The last dance ended at two o’clock. Upstairs in the darkened house, lights still burned as ladies’ maids dismantled their mistresses’ elaborately pinned and padded hair, unlaced their stays, and arranged them for bed. Long afterward, the passages continued to creak. For the faster members of the Marlborough House set, corridor creeping was the dangerous sport of house party entertainment, and to signpost their nightly wanderings hostesses posted helpful names into brass plates screwed to bedroom doors.
The story, which is still told in Warwickshire today, goes like this. Padding along the passage toward the bedroom of Edith Aylesford came not one but two predator males.

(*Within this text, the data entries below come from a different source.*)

PR #12076, opened 2022-03-03
raftstore: drop raft message by replication state

### LINKED ISSUE #12074: replication mode: drop raft message by replication state
## Development Task

To avoid breaking ACID integraty of dr center, we need to cut off network connections between normal stores and unhealthy stores (stores that cannot connect to PD).

disksing:

Issue Number: Close #12074

What's Changed: Drop raft messages when the peer store is not available judged by replication mode state.

```commit-message
```

### Check List 

Tests 
- Unit test
- Manual test

Side effects
- Performance regression
    - Consumes more CPU

### Release note 

```release-note
None
```


BusyJay:
Can you describe more on what's is available stores? Or any public link to show the definition?

disksing:
available stores are stores that are allowed to communicate judged by the replication mode from PD's perspective. 
Specifically.
1) When the PD determines that DR  has failed and needs to switch to the async state, all nodes in the DR will be marked as unavailable store
2) When a small number of nodes in PRIMARY fail and cannot update the replication mode, these failed nodes will also be marked as unavailable store

components/raftstore/src/store/fsm/store.rs
```diff
@@ -1752,6 +1752,23 @@ impl<'a, EK: KvEngine, ER: RaftEngine, T: Transport> StoreFsmDelegate<'a, EK, ER
             MEMTRACE_RAFT_MESSAGES.trace(TraceEvent::Sub(heap_size));
         });
 
+        if !self
+            .ctx
+            .global_replication_state
+            .lock()
```
nolouch, line 1758: is it ok？ cc @BusyJay

components/raftstore/src/store/replication_mode.rs
```diff
@@ -143,13 +143,23 @@ impl StoreGroup {
...
 /// A global state that stores current replication mode and related metadata.
-#[derive(Default, Debug)]
+#[derive(Debug)]
 pub struct GlobalReplicationState {
     status: ReplicationStatus,
     pub group: StoreGroup,
     group_buffer: Vec<(u64, u64)>,
 }
 
+impl Default for GlobalReplicationState {
```
nolouch, line 153: can drive `Default`.

components/raftstore/src/store/replication_mode.rs
```diff
@@ -185,6 +195,16 @@ impl GlobalReplicationState {
             ReplicationMode::Majority => None,
         }
     }
+
+    pub fn check_store_available(&self, store_id: u64) -> bool {
+        match self.status.get_mode() {
+            ReplicationMode::Majority => true,
+            ReplicationMode::DrAutoSync => {
+                let available_stores = self.status.get_dr_auto_sync().get_available_stores();
+                available_stores.is_empty() || available_stores.contains(&store_id)
```
nolouch, line 204: Why empty is true?

nolouch, line 204: Why empty is true?

components/raftstore/src/store/fsm/store.rs
BusyJay, line 1758: I'm afraid this can be the bottleneck of the system since raft messages are very frequent. I would be better to implement it on the network side. If it's in blocklist, the connection should be aborted and rejected on established.

disksing: That way could work too. But I have not found a way to notify to network layer (Transport, RaftClient, etc.) as soon as the replication state is changed. To be more rigorous, we would actually also need the network layer to return success when the setup is complete before the lower layers can continue to synchronize new state to the PD. Do you have any suggestions for implementing such a notification mechanism?

components/raftstore/src/store/replication_mode.rs
disksing: PD only set it in `wait_async` and `async` states. Other states, we do not care the store list.

src/server/raft_client.rs
```diff
@@ -834,6 +834,7 @@ pub struct RaftClient<S, R, E> {
     builder: ConnectionBuilder<S, R>,
     engine: PhantomData<E>,
     last_hash: (u64, u64),
+    store_whitelist: Vec<u64>,
```
BusyJay, line 837: This is not shared by threads. It's cloned to every threads. So setting it once may not update the copy of other threads.

Technically, it should  kill the connection in `ConnectionPool` and replace it with a blackhole. So other threads will refresh its connection list and find it's blocked.

It will be easier if `CachedQueue` support `pause`.

disksing: It looks that simply pause `CacheQueue` may not be enough. We should make sure that connections to blocked stores not be created in the future.

components/raftstore/src/store/async_io/write_tests.rs
```diff
@@ -75,6 +75,7 @@ impl Transport for TestTransport {
         self.tx.send(msg).unwrap();
         Ok(())
     }
+    fn set_store_whitelist(&mut self, _: Vec<u64>) {}
```
BusyJay, line 78:
```suggestion
    fn set_store_allowlist(&mut self, _: Vec<u64>) {}
```

src/server/raft_client.rs
```diff
@@ -46,6 +46,7 @@ struct Queue {
     buf: ArrayQueue<RaftMessage>,
     /// A flag indicates whether the queue can still accept messages.
     connected: AtomicBool,
+    paused: AtomicBool,
```
BusyJay, line 49: It can be merged with `connected`.

components/test_raftstore/src/node.rs
```diff
@@ -124,6 +124,8 @@ impl Transport for ChannelTransport {
         }
     }
 
+    fn set_store_allowlist(&mut self, _whitelist: Vec<u64>) {}
```
BusyJay, line 127:
```suggestion
    fn set_store_allowlist(&mut self, _allowlist: Vec<u64>) {}
```

src/server/raft_client.rs
BusyJay: Yes, what I mean is using an `AtomicU8` to merge `connected` and `paused`. Apparently, a connection can either be connected, paused or disconnected (should never connect again).

disksing: ok

src/server/raft_client.rs
```diff
@@ -66,25 +74,19 @@ impl Queue {
...
-                Err(_) => return Err(DiscardReason::Full),
-            }
-        } else {
-            return Err(DiscardReason::Disconnected);
-        }
-        if self.connected.load(Ordering::SeqCst) {
-            Ok(())
-        } else {
-            Err(DiscardReason::Disconnected)
+        match self.conn_state.load(Ordering::SeqCst) {
```
nolouch, line 77: How about using `into` with:
```
impl From<u8> for ConnState
```

nolouch (commented):
rest LGTM

src/server/raft_client.rs
disksing: I'll give a try.

BusyJay (commented):
How about also adding a case to verify raftstore will accept messages from PD and update allowlist correctly?

Rest LGTM

BusyJay (approved):

nolouch (approved):
lgtm

PR #12077, opened 2022-03-03
*: bump master branch version to v6.0.0-alpha

sticnarf:
### What is changed and how it works?

Issue Number: Close #12075 

Features that should be only enabled in the next release may depend on this change.

### Release note 

```release-note
None
```

PR #12078, opened 2022-03-03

Putting out his hand in the dark, one of the men felt a beard: the only bearded man in the house (apart from Lord Hartington) was the Prince of Wales.‡ “Sir,” murmured the first man, and beat a hasty retreat, leaving Edith’s bedroom to his rival. The man stumbling back along the corridor was not Sporting Joe, owner of the house, host, and the lady’s husband. It was Lord Blandford. Edith Aylesford was entertaining both Bertie and Blandford.6
The suggestion is that the two men had reached an understanding. Blandford agreed that for now Bertie would have his way with Edith. In exchange, Bertie would arrange to take Joe with him to India, leaving Blandford to conduct an affair with Edith while her husband was thousands of miles away.
This theory—that Edith was Bertie’s mistress, and that he colluded with Blandford—rests largely on hearsay and is incapable of proof. Many people believed it at the time, however, and it was this that made the Aylesford affair so scandalous.
Joe knew that Bertie admired Edith, because he had seen the prince’s letters to her, written in December 1873. These letters (as Blandford later related) “had been shown to Lord Aylesford by Lady Aylesford when she received them, but had been taken no notice of by her husband.”7 It would not be surprising if Joe took the view that the letters were not incriminating. Possibly he chose to ignore them because it was to his advantage to allow the prince to flirt with his wife. His reward was admission to the inner circle of Marlborough House. He and Edith were invited to travel with Bertie to Russia for the wedding of Prince Alfred to the czar’s daughter in 1874, he was allowed the dubious privilege of bankrupting himself by entertaining the Waleses at his Packington estate, and he was taken by Bertie to India.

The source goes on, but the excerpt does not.